When I started CS247G, I didn’t know much about game design – I thought of it as a far more abstract process with some fundamental parts-of-a-game to be familiar with, which is why learning about things like formal elements of a game didn’t come as too much of a surprise to me. But from elaborating on different types of fun to the importance of onboarding, there were far more precise things behind what makes a game tick, far more clever design decisions with intentionality. I did critical plays that helped me really examine these nuts and bolts as well as evaluate my player experience in a useful way; even when I wasn’t playing a new game for class necessarily, I found myself starting to look and absorb the game like a game designer on my own! In general, I broadened my scope of games much farther while taking this class, and in turn was able to widen my perspective.
I particularly found what we learned about playtesting useful. It seemed simple and obvious, but when approaching playtesting with a mindset focused on the playtester’s experience and trying to figure out why certain things weren’t working – X wasn’t fun, Y felt conflicting with Z, etc – it often led to changes to the original game design in vast and unpredictable ways! The first game I created with my group in P1, “Dating Around”, went through several iterations before finding a format and set of cards that really clicked. I was ultimately quite proud of our final product and what we had created, a game fun enough that my friends and I would enjoy playing it on our own.
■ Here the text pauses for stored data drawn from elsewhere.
PR #45, opened 2020-08-14
Move geom-* specific calculations to geom class definitions.

lazycipher:
This PR moved geom-* specific calculations to geom class definitions.


lazycipher:
@tdhock, All tests are passing now! Should we move ahead with this?

NAMESPACE
```diff
@@ -126,6 +126,7 @@ export(GeomAbline)
 export(GeomAnnotationMap)
 export(GeomArea)
 export(GeomBar)
+export(GeomBind2d)
```
tdhock, line 129: typo?

NAMESPACE
```diff
@@ -137,6 +138,7 @@ export(GeomDensity2d)
 export(GeomDotplot)
 export(GeomErrorbar)
 export(GeomErrorbarh)
+export(GeomFreqploy)
```
tdhock, line 141: typo?

R/geom-bin2d.r
```diff
@@ -31,7 +31,7 @@ geom_bin2d <- function(mapping = NULL, data = NULL,
     data = data,
     mapping = mapping,
     stat = stat,
-    geom = GeomTile,
+    geom = GeomBind2d,
```
tdhock, line 34: why do you change this?

R/geom-bin2d.r
```diff
@@ -41,3 +41,33 @@ geom_bin2d <- function(mapping = NULL, data = NULL,
     )
   )
 }
+
+#' @rdname animint2-gganimintproto
+#' @format NULL
+#' @usage NULL
+#' @export
+#' @include geom-rect.r
+GeomBind2d <- gganimintproto("GeomBind2d", GeomRect,
```
tdhock, line 50: why do you need to add this?

R/geom-freqpoly.r
```diff
@@ -16,10 +16,18 @@ geom_freqpoly <- function(mapping = NULL, data = NULL,
     data = data,
     mapping = mapping,
     stat = stat,
-    geom = GeomPath,
+    geom = GeomFreqploy,
```
tdhock, line 19: why change this?

R/z_animint.R
```diff
@@ -959,9 +357,8 @@ animint2dir <- function(plot.list, out.dir = NULL,
       }
       geom_num <- geom_num + 1
       layer_name <- getLayerName(L, geom_num, p.name)
-      gl <- saveLayer(L, df, meta, layer_name,
+      gl <- Geom$export_animint(L, df, meta, layer_name,
```
tdhock, line 360: L$export_animint( instead?

tdhock:
looks ok, glad it passes, but there are a few unexpected changes (or are they typos?) can you please explain or fix?

R/z_animint.R
lazycipher: Yes, right! updated this!

R/geom-freqpoly.r
lazycipher: I had to introduce a new class `GeomFreqPoly` because there were certain operations which had to be done for FreqPoly geom only and that's why I had to change from `GeomPath` to `GeomFreqpoly`. The class `GeomFreqpoly` inherits `GeomPath` so everything should be good to go I believe.

R/geom-bin2d.r
lazycipher: I added this because bin2d is not supported in animint2. So, there might be chances that we'll be adding support for this. So, there should be a class where the operations can be done. And I had to show this message to users when $pre_process is being invoked.
```r
stop("bin2d is not supported in animint. Try using geom_tile() and binning the data yourself.")
```

R/geom-bin2d.r
lazycipher: I did this because I had to add a method which was supposed to be applied on `GeomBind2d` geom only.

NAMESPACE
lazycipher: Since I had to create a new class, I had to export this as well.

NAMESPACE
lazycipher: Since I had to create a new class, I had to export this as well.

R/z_animint.R
```diff
@@ -357,7 +357,7 @@ animint2dir <- function(plot.list, out.dir = NULL,
       }
       geom_num <- geom_num + 1
       layer_name <- getLayerName(L, geom_num, p.name)
-      gl <- Geom$export_animint(L, df, meta, layer_name,
+      gl <- L$geom$export_animint(L, df, meta, layer_name,
```
tdhock, line 360: is this correct? why do we have to refer to L twice? seems like we should fix that.

tdhock: or if export_animint method can't be fixed maybe keep the original saveLayer function.

lazycipher: Actually we're doing some operations/pre-processing in the export_animint() function by using L.

tdhock: looking at the original OO ggplot code it seems like the usual/consistent syntax is actually what you had originally, Geom$export_animint so I guess we should use that. sorry for the confusion.

R/geom-freqpoly.r
tdhock: that makes sense thanks

R/geom-bin2d.r
tdhock: ok that makes sense but shouldn't it be Bin2d? (not Bind2d) (no extra d before 2)

NAMESPACE
tdhock: right but shouldn't it be poly? (not ploy)

R/z_animint.R
lazycipher: So, Should I go ahead and revert the last change and use `Geom$export_animint()` instead?

R/geom-bin2d.r
lazycipher: Oh! I'm so so sorry! How could I not see that!

NAMESPACE
lazycipher: I'm so sorry! Let me correct this asap!

NAMESPACE
lazycipher: Let me fix this too!

tdhock:
yes

lazycipher:
@tdhock, I've fixed typos and changed export_animint() initiation.

tdhock:
looks good to me please merge

lazycipher:
Sure thing! Thank you so much!

tdhock:
actually on the CRAN build I see the following can you please fix?
```
* checking for missing documentation entries ... WARNING

Undocumented code objects:

  ‘GeomBin2d’ ‘GeomFreqpoly’

All user-level objects in a package should have documentation entries.

See chapter ‘Writing R documentation files’ in the ‘Writing R

Extensions’ manual.

* checking for code/documentation mismatches ... WARNING

Functions or methods with usage in documentation object 'saveLayer' but not in code:

  ‘saveLayer’
```

lazycipher:
Sure thing! Let me fix this asap!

Breaking it down into the concept of mechanics, dynamics, and aesthetics also really reshaped the way I thought about parts of a game. I can more clearly see the roles certain gameplay pieces serve and thus be able to know how to tweak, swap out, add and remove them with a better intuition on how it will affect the game. I feel like “killing your babies” is a struggle all creatives encounter and while I’m not 100% cured, I’ve found that it used to be far more challenging. I’d want to hold onto certain parts of a game that didn’t quite make sense or create the best experience for the greater vision, but I feel much more at ease and flexible with my design knowing how healthy uprooting and replanting can be for it.
Another especially compelling study we did would be the approach to narrative in games. As a writer, story is everything to me, and while I had some built up intuition from playing many narrative-driven games, I had never quite understood the place story had in games. In class, we learned how to distinguish story told in mediums like books from the ways games can uniquely deliver narrative experiences – how to play off those strengths. I loved seeing how narrative and game mechanics can be woven and utilized in tandem to convey something greater. I had also not been too familiar with walking sims as a kind of narrative-driven, less mechanic-heavy sort of game and the great role they’ve developed in the game space today after a bit of an underdog history.
As I continue working on games, the most important thing to me is that I’ll continue to practice these concepts. “Play” isn’t something to be ashamed of nor a waste of time. Trying more and more new games with an attitude of wanting to learn is now a habit I’ll be proud to foster. I’ve learned so much this quarter – I’ve broken games down and built them back up again, experimented with ideas, playtested and moderated over and over again, and even got pretty familiar with Unity. Outside of class, I’ve always had ambitions to create great narrative game experiences – so look forward to even greater work in the future!